• TASK INSTRUCTIONS
In the records below, find the line holding "PR #38, opened 2018-12-14" and the line holding "PR #40, opened 2018-12-19". Set down both, with every line between them, exactly.

★ ★ ★ ★

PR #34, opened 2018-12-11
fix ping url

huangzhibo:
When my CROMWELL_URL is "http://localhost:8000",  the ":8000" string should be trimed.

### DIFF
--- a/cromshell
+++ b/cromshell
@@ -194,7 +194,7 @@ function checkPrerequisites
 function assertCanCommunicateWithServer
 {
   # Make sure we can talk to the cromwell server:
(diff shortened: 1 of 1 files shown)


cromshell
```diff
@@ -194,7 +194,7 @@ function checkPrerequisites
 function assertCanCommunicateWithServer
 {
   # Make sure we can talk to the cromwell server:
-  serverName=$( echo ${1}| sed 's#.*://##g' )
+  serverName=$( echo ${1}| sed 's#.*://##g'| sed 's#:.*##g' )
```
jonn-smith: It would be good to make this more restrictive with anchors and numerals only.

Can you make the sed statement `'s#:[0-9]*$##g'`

★ ★ ★ ★

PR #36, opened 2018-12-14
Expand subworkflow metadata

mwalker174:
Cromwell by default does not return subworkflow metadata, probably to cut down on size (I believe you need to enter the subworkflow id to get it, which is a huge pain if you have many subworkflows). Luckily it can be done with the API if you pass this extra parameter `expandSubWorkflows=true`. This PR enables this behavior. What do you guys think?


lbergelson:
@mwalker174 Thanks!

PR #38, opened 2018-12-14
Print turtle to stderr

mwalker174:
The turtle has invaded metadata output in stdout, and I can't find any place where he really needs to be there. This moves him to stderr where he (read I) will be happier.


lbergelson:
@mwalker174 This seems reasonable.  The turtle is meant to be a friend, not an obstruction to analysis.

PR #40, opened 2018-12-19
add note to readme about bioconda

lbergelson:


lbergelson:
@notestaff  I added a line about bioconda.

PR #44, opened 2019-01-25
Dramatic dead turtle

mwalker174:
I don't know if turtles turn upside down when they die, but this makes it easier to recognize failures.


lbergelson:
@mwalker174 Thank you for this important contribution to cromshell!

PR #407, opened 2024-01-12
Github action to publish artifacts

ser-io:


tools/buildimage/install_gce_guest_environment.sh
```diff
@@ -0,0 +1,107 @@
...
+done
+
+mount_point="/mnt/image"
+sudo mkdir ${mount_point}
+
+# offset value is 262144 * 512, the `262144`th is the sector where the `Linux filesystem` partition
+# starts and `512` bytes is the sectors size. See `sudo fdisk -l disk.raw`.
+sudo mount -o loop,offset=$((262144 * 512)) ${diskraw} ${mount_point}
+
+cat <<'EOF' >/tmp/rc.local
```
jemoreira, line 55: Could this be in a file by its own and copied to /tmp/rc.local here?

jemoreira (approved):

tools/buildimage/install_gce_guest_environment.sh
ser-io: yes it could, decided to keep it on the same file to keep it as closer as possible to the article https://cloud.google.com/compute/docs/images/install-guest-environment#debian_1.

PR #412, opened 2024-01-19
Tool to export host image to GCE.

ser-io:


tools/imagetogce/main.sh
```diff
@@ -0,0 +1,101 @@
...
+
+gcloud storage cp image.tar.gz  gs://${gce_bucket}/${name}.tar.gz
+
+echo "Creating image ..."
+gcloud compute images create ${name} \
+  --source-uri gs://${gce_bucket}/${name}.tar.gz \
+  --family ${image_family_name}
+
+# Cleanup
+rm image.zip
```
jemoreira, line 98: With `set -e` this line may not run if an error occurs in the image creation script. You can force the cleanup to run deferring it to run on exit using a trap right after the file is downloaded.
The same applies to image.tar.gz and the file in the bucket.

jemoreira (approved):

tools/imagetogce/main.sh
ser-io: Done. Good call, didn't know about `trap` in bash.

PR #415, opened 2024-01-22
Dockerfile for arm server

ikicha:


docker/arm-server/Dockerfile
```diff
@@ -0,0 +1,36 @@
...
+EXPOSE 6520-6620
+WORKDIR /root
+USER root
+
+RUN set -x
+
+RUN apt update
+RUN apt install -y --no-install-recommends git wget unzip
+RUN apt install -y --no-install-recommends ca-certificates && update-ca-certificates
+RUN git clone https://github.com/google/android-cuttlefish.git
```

★ ★ ★ ★

• COMPLETED EXERCISE
PR #38, opened 2018-12-14
Print turtle to stderr

mwalker174:
The turtle has invaded metadata output in stdout, and I can't find any place where he really needs to be there. This moves him to stderr where he (read I) will be happier.


lbergelson:
@mwalker174 This seems reasonable.  The turtle is meant to be a friend, not an obstruction to analysis.

PR #40, opened 2018-12-19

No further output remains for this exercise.